While working with my FSC colleagues I was also able to get some practice, learn, MIG welding, some of my welds missed completely but most of them were strong and about ½ of the looked good as well




Regrettably I was also able to buy a few too many tools so my Check-in baggage was a little over weight at about 50 kg

On the way back I got to visit the African continent for the first time as I had an 18 hour layover in Addis Ababa so it took 3 days from the UK to Thailand, it sounds bad but it was actually good


----------



## sometimewoodworker

A minor update,

SWMBOs friend happens to work for Häfele Thailand, the Thai importers for Festool, and while she was discussing and ordering some of their products her friend mentioned that she had over ordered the Festool HB 850 planers and would we like to buy one at a significant discount this made the price similar to the UK price so about 45% off the Thai price. So I have a new addition to my Festool stable. It does provide an amazingly smooth finish.
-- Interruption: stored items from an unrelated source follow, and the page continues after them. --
PR #125, opened 2019-07-15
Modify Matcher and Multiple Selection Docs

DaveC49:
Changes to improve the description of the import matcher operation and improve the section on the multiple selction of transactions to reflect changes incorporated in v3.6
add a table table of matcher status conditions.

### DIFF
--- a/guide/ru/fop.xconf
+++ b/guide/ru/fop.xconf
@@ -1,0 +1,58 @@
+<?xml version="1.0"?>
+<fop version="1.0">
+  <font-base>/home/david/GnucashDevelopment/Docs/gnucash-docs/./fonts</font-base>
+     <!-- Source resolution in dpi (dots/pixels per inch) for determining the size of pixels in SVG and bitmap images, default: 72dpi -->
+  <source-resolution>72</source-resolution>
+  <!-- Target resolution in dpi (dots/pixels per inch) for specifying the target resolution for generated bitmaps, default: 72dpi -->
+  <target-resolution>72</target-resolution>
+  
+  <!-- page-height and page-width, A4 for Russian -->
+  <default-page-settings height="297mm" width="210mm"/>
+  
+  <!-- Information for specific renderers -->
+  <!-- Uses renderer mime type for renderers -->
+  <renderers>
+    <renderer mime="application/pdf">
+      <filterList>
+        <!-- provides compression using zlib flate (default is on) -->
+        <value>flate</value>
+      </filterList>
+
+      <fonts>
+        <font embed-url="opentype/freefont/FreeSerif.otf">
+          <font-triplet name="serif" style="normal" weight="normal" />
+        </font>
+        <font embed-url="opentype/freefont/FreeSerifBold.otf">
+          <font-triplet name="serif" style="normal" weight="bold" />
+        </font>
+        <font embed-url="opentype/freefont/FreeSerifItalic.otf">
+          <font-triplet name="serif" style="italic" weight="normal" />
+        </font>
+        <font embed-url="opentype/freefont/FreeSans.otf">
+          <font-triplet name="sans-serif" style="normal" weight="normal" />
+        </font>
+        <font embed-url="opentype/freefont/FreeSansBold.otf">
+          <font-triplet name="sans-serif" style="normal" weight="bold" />
+        </font>
+        <font embed-url="opentype/freefont/FreeSansOblique.otf">
+          <font-triplet name="sans-serif" style="italic" weight="normal" />
+        </font>
+        <font embed-url="opentype/freefont/FreeMono.otf">
+          <font-triplet name="monospace" style="normal" weight="normal" />
+        </font>
+        <font embed-url="opentype/freefont/FreeMonoBold.otf">
+          <font-triplet name="monospace" style="normal" weight="bold" />
+        </font>
+        <font embed-url="opentype/freefont/FreeMonoOblique.otf">
+          <font-triplet name="monospace" style="italic" weight="normal" />
+        </font>
+      </fonts>
+
+      <!-- This option lets you specify additional options on an XML handler -->
+      <xml-handler namespace="http://www.w3.org/2000/svg">
+        <stroke-text>true</stroke-text>
+      </xml-handler>
+
+    </renderer>
+</renderers>
+</fop>
--- a/help/C/Help_ch_Transactions.xml
+++ b/help/C/Help_ch_Transactions.xml
@@ -1067,28 +1067,112 @@ Author:
     </sect2>
     <sect2 id="trans-import-matcher">
       <title>Import Matcher</title>
-      <para>The Import Matcher uses a Bayesian approach to assign a destination account, if it is not specified in 
+      <para>The Import Matcher uses a Bayesian approach to assign a transfer account, when it is not specified in 
           the imported data, to each imported transaction based on the previous import history of the import account.
-          It also attempts to match the transactions being imported to any existing transactions
-          based on the date and the description fields<!-- FIXME add any other fields used in matching -->.
+          It also attempts to match the transactions being imported to any existing transactions already recorded
+          based on the date, amount and the description fields by tokenizing that information and comparing it to stored tokens for 
+          assigned transfer accounts assigned in previous imports.<!-- FIXME add any other fields used in matching -->.
       </para>
-      <para>Transaction rows which match existing transactions already in the import account are flagged not to be imported. They 
-        will have a light green background and the A and U+R checkboxes will be unchecked and the R checkbox will be 
-        checked. To override and import the transaction, check the A checkbox. The U and R boxes will be unchecked 
-        automatically. The reliability of the match is indicated by a bar display in the Info column. If a destination
-        account for the second split is assigned by the matcher if will be appended to the info column.
+      <para>The status of the imported transaction rows is indicated by a combination of the background colour for the row and three
+       checkboxes in the columns labelled A (Add), U+R (Update and Reconcile) and R (Reconciled) as described in <xref linkend="match_status"/>.
       </para>
-      <para>Transaction rows which do not match existing transactions in the import account, for which an assignment
-        of a destination account cannot be made on the basis of the previous import history to the account, will be 
-        displayed with an orange-yellow background and the A box will be checked and U+R and R unchecked. A destination 
-        account must be specified for these transactions.
-      </para>
+      <note><para>Note that reconciled in this context is not the same as reconciled in the process of reconciling an account.</para></note>
+      <table id="match_status" frame='all'><title>Status of transactions in the Import Matcher</title>
+        <tgroup cols='3' align='left' colsep='1' rowsep='1'>
+        <colspec colname='c1'/>
+        <colspec colname='c2'/>
+        <colspec colname='c3'/>
+        <thead>
+          <row><entrytbl cols='2' colsep='1'><tbody><row><entry>Checkbox</entry><entry>State</entry></row></tbody></entrytbl><entry>Row Background Color</entry><entry>Meaning</entry></row>
+        </thead>
+        <tbody>
+          <row>
+            <entrytbl cols='2' align='left' colsep='1' rowsep='1'>
+                <tbody>                  
+                  <row><entry><emphasis role="strong">A</emphasis></entry><entry><emphasis>X</emphasis></entry></row>
+                  <row><entry><emphasis role="strong">U+R   </emphasis></entry><entry>-</entry></row>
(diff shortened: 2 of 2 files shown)


guide/ru/fop.xconf
```diff
@@ -0,0 +1,58 @@
+<?xml version="1.0"?>
+<fop version="1.0">
+  <font-base>/home/david/GnucashDevelopment/Docs/gnucash-docs/./fonts</font-base>
```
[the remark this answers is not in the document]
DaveC49: Hi Frank will do. I used an the XMLmind editor to edit the sources so that must have introduced the font. Strange that it into the document. Useless editorif it does that.

David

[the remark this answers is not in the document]
DaveC49: Frank,

That has now beenremoved and the change pushed through to my repository. I don't think it was the XMLMind editor though as I did no editing of anything other thaHelp_ch_Transactions.xml.  I did initally build all the documentation and the build obviously picked it up from my computer. Presumable a make clean would have got rid of it as well.  I guess that is the problem with the in source build with autotools.
Cheers
David

help/C/Help_ch_Transactions.xml
```diff
@@ -1067,28 +1067,112 @@ Author:
...
-        account for the second split is assigned by the matcher if will be appended to the info column.
-      </para>
-      <para>Transaction rows which do not match existing transactions in the import account, for which an assignment
-        of a destination account cannot be made on the basis of the previous import history to the account, will be 
-        displayed with an orange-yellow background and the A box will be checked and U+R and R unchecked. A destination 
-        account must be specified for these transactions.
+      <para>The status of the imported transaction rows is indicated by a combination of the background colour for the row and three
+       checkboxes in the columns labelled A (Add), U+R (Update and Reconcile) and R (Reconciled) as described in <xref linkend="match_status"/>.
       </para>
+      <note><para>Note that reconciled in this context is not the same as reconciled in the process of reconciling an account.</para></note>
```
fellen: This needs a better explanation. Isn't it becoming "cleared" in the reconcile dialog?
@jralls should it be changed to from R/Reconciled to C/Cleared in the dialog + updates in other parts of the documentation like screenshots?

help/C/Help_ch_Transactions.xml
```diff
@@ -1067,28 +1067,112 @@ Author:
...
+                <row><entry>Matches an existing transaction - not to be imported.</entry></row>
+                <row><entry>Matches but not reconciled - not to be imported.</entry></row><!--FIXME might not have this quite correct -->
+                </tbody>
+            </entrytbl>
+          </row>
+          <row><entry></entry><entry><?dbhtml bgcolor="#6699CC"?><?dbfo bgcolor="#6699CC"?>Cornflower Blue</entry><entry>Row is selected</entry>
+          </row>
+        </tbody>
+        </tgroup>
+       </table>
```
fellen: Table match_status in yelp 3.32.2
I believe, you intended something different?

help/C/Help_ch_Transactions.xml
```diff
@@ -1067,28 +1067,112 @@ Author:
...
+       <para><note>The colors illustrated here are the defaults for GnuCash on a Linux system. If you have altered the CSS
+        or are using another OS the colors may be different.</note>
```
fellen: I am not  sure, which colors are hardcoded and which are inherited from your desktops default theme. I am now too lazy to look in the source.

guide/ru/fop.xconf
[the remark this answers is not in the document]
fellen: Yes, it is a typical artefact, if you build in-tree.

But now I am confused by your merge (3. commit). I will cherry-pick your clean 2. commit.
I will add a few more comments, but because of the merge, I will close this PR and ask you to improve the text/table in separate PRs.

help/C/Help_ch_Transactions.xml
jralls: @fellen, Do you mean should we change the heading in the dialog from U+R to U+C? If that's what it really does, I agree that we should.

guide/ru/fop.xconf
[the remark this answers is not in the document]
DaveC49: OK No problem Frank

help/C/Help_ch_Transactions.xml
DaveC49: With the OFX and CSV imports it certainly marks the transactions as "c" in the R column in the register for new records imported which aren't matched. I am not sure what  occurs if an update to an existing transaction which is already reconciled and marked as such by the reconciliation procedure for an account. When the transaction is flagged as R in the matcher it really only implies that the transaction has been matched so maybe an "M" and "U+M" may be more appropriate even that the "C" and "U+C". I would guess that where an import updates an existing transaction which was already reconciled, it should undo the reconciliation status "y" in the register and set it back to "c", particularly if it was the amount which was updated but even if a description was changed since reconciliation really implies that you are satisfied that the transaction in the external statement and the transaction recorded in Gnucash are one and the same, not just that the balances are right at the end date of a reconciliation.

help/C/Help_ch_Transactions.xml
DaveC49: @fellen Certainly not what I intended. Yelp seems to handle the nesting of tables differently from HTML. I'll check through the various other output formats and see if I can get a form of the table which comes up correctly in all of them. I should be able to specify colum widths to get the header titles to match up with the columns in the nested tables.

help/C/Help_ch_Transactions.xml
DaveC49: AFAIK the register colors in GnuCash aren't inherited from the desktop theme as I have changed that without affecting the GnuCash colors at least on Linux Mint and hopefully that should be the case on most Linux distributions.  The default colors are the same on Windows10 ( I ran GnuCash on my wifes Windoze box to check that out). It is more likely to be a problem if someone has customized the GTK CSS to assign different colors. That really can't be controlled, which was why I felt it was worth noting the colors may be different just to alert anyone who does modify the colors.  I selected the colors I used in the table  here by matching the displayed default colors in GnuCash to those from a table of standard internet colors displayed on my monitor in a side by side match. I have tried to track down where the colors are allocated in the code without too much success as yet. They seem to be supplied by gtk_style_context_get() which presumably has defaultsset and also checks any  gtk CSS file. I will keep searching.

Bob-IT: @DaveC49 Have a look in gnucash-fallback-310.css

help/C/Help_ch_Transactions.xml
```diff
@@ -1067,28 +1067,112 @@ Author:
...
+           <entrytbl cols='1'>
+                <tbody>
+                <row><entry><?dbhtml bgcolor="#FFCC00"?><?dbfo bgcolor="#FFCC00"?>Yellow-Gold</entry></row> <!-- FIXME need to check the color values against those used in GnuCh -->
+                <row><entry><?dbhtml bgcolor="#CCFFCC"?><?dbfo bgcolor="#CCFFCC"?>Light Green</entry></row>
+                </tbody>
+            </entrytbl>
+           <entrytbl cols='1'>
+                <tbody>
+                <row><entry>Flagged for input-transfer account must be selected.</entry></row>
+                <row><entry>Flagged for input-transfer account matched.</entry></row>
```
fellen: How about typographical correct `Flagged for input&mdash;transfer account...` here and later
or more modern `Flagged for input &ndash; transfer account...`
or `Flagged for input - transfer account...` like below?

DaveC49: Frank,

I will create the further mods in a new branch as you suggested earlier and submit a new PR when they are done.  Bob has provided a reference to the default gtk CSS which will help with getting the right default colors. It may take me a while to get the table structured so it comes up properly in all the various formats.

help/C/Help_ch_Transactions.xml
DaveC49: @jralls  If you think the above changes make sense and won't be too confusing for long term users, I am happy to make the changes them in the code and then the documentation to match. Would it be better perhaps to raise this as a bug to facilitate any discussion/
David

help/C/Help_ch_Transactions.xml
DaveC49: @fellen  The problem with the yelp viewer is an inability to render docbooks properly. The docbook sytax is correct and renders correctly in html and epub and mobi formats. The pdf output almost renders the tables correctly apart from a few slight problems. Yelp (3.26.0) is supposed to be able to view docbook format documents and/or the html documents. It doesn't read the html documents at all (gives a URL can't be shown error) and doesn't render the tables when started with the docbook format.  It may be that it doesn't find the gnc- docbookx.dtd.
 I was unable to view the docbook using the XMLMInd editor as a viewer either. It may also need links to the xsl stylesheets Not sure how we can fix it unless we can get the Gnome developers to fix yelp, It seems silly to restrict the other document formats for the sake of complying with  a poor viewer.  yelp's limitations seem to get a fair bit of airplay on various forums. I can raise the problem on the Yelp bugs list and see if that raises any response but it won't help in the short term.

David

help/C/Help_ch_Transactions.xml
jralls: @DaveC49 A(dd) is for new transactions that don't have a match in the book, I don't think they're what we're concerned with here. 
The R checkbox on the importer marks a match as cleared, unchecking it neither adds a transaction nor changes the existing one, so I think that "C" is still correct for that column.
As for whether U+C should unreconcile the split, that seems to be a bit controversial depending on what gets changed. If the amount changes then it's obvious that the split should be unreconciled, but @gjanssens has gotten a lot of flack for his change to the register logic that unreconciles for any change at all to a reconciled split or to its parent transaction.

Changing the headings might be a little confusing to some existing users, but fixing them will be less confusing to new ones. It also changes translatable strings. Perhaps it would be better to put that part in master.

help/C/Help_ch_Transactions.xml
jralls: Might the problem with Yelp be due to a DocBook version difference?

help/C/Help_ch_Transactions.xml
DaveC49: @Bob-IT Thanks for that- solved the problem.

help/C/Help_ch_Transactions.xml
DaveC49: @jralls thanks John. I'll create a bug for it and change the U+R to U+C and R to C in the code. If Geert has copped flack for having it change the reconcile status, then that is better left in the user's hands. I'll do that separately from the other issues Frank raised above. Most of these have already been done in a couple of commits I haven't pushed through yet.

help/C/Help_ch_Transactions.xml
fellen: > Might the problem with Yelp be due to a DocBook version difference?

In /usr/share/yelp/dtd/catalog they have db 4.1.2 - 4.5 dtd's

DaveC49: I can't find any reference to what version of DocBooks yelp supports but it seems to be both 4.5 and 5.0. Nested tables has been supported since v4.4 in DocBooks.

DaveC49: I can't find any reference to what version of DocBooks yelp supports but it seems to be both 4.5 and 5.0. Nested tables has been supported since v4.4 in DocBooks.

DaveC49: I don't really know enough about how docbooks works. I'll play with a dummy table in a dummy document and see what I can make work in yelp. I've put a question up about yelp and docbook on an ubuntu forum to see what comes back and I'll raise an issue about it on the main yelp gitlab bug reporting. My guess is they have only implemented a subset of the docbook capability sufficient for writing help type files. One of the reasons for the shift to mallard in yelp seems to be it is better suited for constructing help which is task oriented and it doesn't tag everything so it is more tolerant.

fellen: The "normal" db2html processing of `<entrytbl>` is done in https://github.com/Gnucash/gnucash-docs/blob/maint/xsl/1.79.2/html/table.xsl#L696, but yelp and khelpcenter use their own xsl's. So I think, you should file a bug against yelp.

jralls: Note that we don't generate those stylesheets, they come from [DocBook's repository](https://github.com/docbook/xslt10-stylesheets/).

DaveC49: @jralls @fellen I will raise a bug report with yelp. Can't really see why they would use their own xsl's when DocBook make them available from their repository.  I have reworked the table so that it is at least presentable in yelp but so far it is problematical in HTML now.  I have set myself up properly to build out of source with a short script to run after I have pulled from GnuCash/gnucash-docs on github.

I am also getting round to finishing and fitting the first of the beautiful doors we bought a couple of months ago. I decided that I would have to finish sand and finish them myself, that was a good choice as probably they would not have taken the time to sand all the grooves, the grooved design was a bit of a mistake as they have taken a full day for just 1 door.


----------



## sometimewoodworker

The doors are coming along nicely and the Osmo door oil is giving a beautiful finish, though there are a couple of places where it's clear to me that I didn't wipe the excess off on the first coat.












The 6 panel door hasn't been trimmed to size yet, the 2 panel door needs trimming for hight and needs a ¼" slot routing in the bottom for the guide pin, neither of these jobs are difficult with the tools I've got.


----------



## sometimewoodworker

On a bit more af a woodworking note things have been progressing.

We had visitors due coming over from the UK and felt that sleeping on the floor wasn't a good idea.





















































And a construction video 

[youtube]_Qnou6s58fg[/youtube]


----------



## sometimewoodworker

Unnecessary post & I can't see a way to delete it.

Mod advice, or anyone who knows?


----------



## sometimewoodworker

A more recent update on the bed with some construction details.
This will be getting a storage headboard sometime in the future


----------



## sometimewoodworker

I'll be jumping around in time, there are a few projects that have been completed and several underway at the moment, this is one in the planning stages now

The time has come to plan draws to go under the bed so I've had to start up my windows VM, about the only thing that I use it for is updating Winblows 10 and running CutList Plus fx. 

There will be 6 drawers in total none of them will be the same size only some of the drawer sides will be the same so that is 30 parts to fit into the fewest number of sheets of plywood. Rather than bother juggling with arrangements I long ago decided to let computers do the work.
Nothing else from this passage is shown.